Start of EXTRACTED INFORMATION

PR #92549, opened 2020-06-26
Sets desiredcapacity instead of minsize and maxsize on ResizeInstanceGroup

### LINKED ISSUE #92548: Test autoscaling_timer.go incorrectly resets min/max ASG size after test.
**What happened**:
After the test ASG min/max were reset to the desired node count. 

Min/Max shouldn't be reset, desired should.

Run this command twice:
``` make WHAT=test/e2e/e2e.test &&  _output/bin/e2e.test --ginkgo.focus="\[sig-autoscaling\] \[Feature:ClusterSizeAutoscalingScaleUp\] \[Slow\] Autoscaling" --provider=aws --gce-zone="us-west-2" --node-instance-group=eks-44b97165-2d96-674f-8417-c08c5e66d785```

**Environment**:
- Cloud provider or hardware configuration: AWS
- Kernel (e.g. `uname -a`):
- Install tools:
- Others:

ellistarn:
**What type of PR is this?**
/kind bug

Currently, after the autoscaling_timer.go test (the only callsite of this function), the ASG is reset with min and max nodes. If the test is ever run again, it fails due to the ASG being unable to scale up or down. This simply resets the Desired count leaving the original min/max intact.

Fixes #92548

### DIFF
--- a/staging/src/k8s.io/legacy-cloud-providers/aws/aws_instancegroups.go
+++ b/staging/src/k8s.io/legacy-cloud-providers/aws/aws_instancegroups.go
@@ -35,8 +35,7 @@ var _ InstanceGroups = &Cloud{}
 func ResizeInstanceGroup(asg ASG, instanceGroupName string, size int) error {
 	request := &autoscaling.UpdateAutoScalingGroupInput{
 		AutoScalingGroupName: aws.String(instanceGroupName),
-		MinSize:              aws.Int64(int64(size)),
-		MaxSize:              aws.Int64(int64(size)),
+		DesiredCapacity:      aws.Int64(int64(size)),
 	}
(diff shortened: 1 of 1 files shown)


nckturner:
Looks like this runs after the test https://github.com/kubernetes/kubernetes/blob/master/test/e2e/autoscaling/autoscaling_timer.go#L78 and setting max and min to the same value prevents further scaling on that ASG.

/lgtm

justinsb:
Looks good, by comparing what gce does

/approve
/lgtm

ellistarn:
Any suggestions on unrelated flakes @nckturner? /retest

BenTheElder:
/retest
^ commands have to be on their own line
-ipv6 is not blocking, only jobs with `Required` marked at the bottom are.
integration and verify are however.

End of EXTRACTED INFORMATION

The task requires each record above to be restated exactly.

PR #92549, opened 2020-06-26
Sets desiredcapacity instead of minsize and maxsize on ResizeInstanceGroup

### LINKED ISSUE #92548: Test autoscaling_timer.go incorrectly resets min/max ASG size after test.
**What happened**:
After the test ASG min/max were reset to the desired node count. 

Min/Max shouldn't be reset, desired should.

Run this command twice:
``` make WHAT=test/e2e/e2e.test &&  _output/bin/e2e.test --ginkgo.focus="\[sig-autoscaling\] \[Feature:ClusterSizeAutoscalingScaleUp\] \[Slow\] Autoscaling" --provider=aws --gce-zone="us-west-2" --node-instance-group=eks-44b97165-2d96-674f-8417-c08c5e66d785```

**Environment**:
- Cloud provider or hardware configuration: AWS
- Kernel (e.g. `uname -a`):
- Install tools:
- Others:

ellistarn:
**What type of PR is this?**
/kind bug

Currently, after the autoscaling_timer.go test (the only callsite of this function), the ASG is reset with min and max nodes. If the test is ever run again, it fails due to the ASG being unable to scale up or down. This simply resets the Desired count leaving the original min/max intact.

Fixes #92548

### DIFF
--- a/staging/src/k8s.io/legacy-cloud-providers/aws/aws_instancegroups.go
+++ b/staging/src/k8s.io/legacy-cloud-providers/aws/aws_instancegroups.go
@@ -35,8 +35,7 @@ var _ InstanceGroups = &Cloud{}
 func ResizeInstanceGroup(asg ASG, instanceGroupName string, size int) error {
 	request := &autoscaling.UpdateAutoScalingGroupInput{
 		AutoScalingGroupName: aws.String(instanceGroupName),
-		MinSize:              aws.Int64(int64(size)),
-		MaxSize:              aws.Int64(int64(size)),
+		DesiredCapacity:      aws.Int64(int64(size)),
 	}
(diff shortened: 1 of 1 files shown)


nckturner:
Looks like this runs after the test https://github.com/kubernetes/kubernetes/blob/master/test/e2e/autoscaling/autoscaling_timer.go#L78 and setting max and min to the same value prevents further scaling on that ASG.

/lgtm

justinsb:
Looks good, by comparing what gce does

/approve
/lgtm

ellistarn:
Any suggestions on unrelated flakes @nckturner? /retest

BenTheElder:
/retest
^ commands have to be on their own line
-ipv6 is not blocking, only jobs with `Required` marked at the bottom are.
integration and verify are however.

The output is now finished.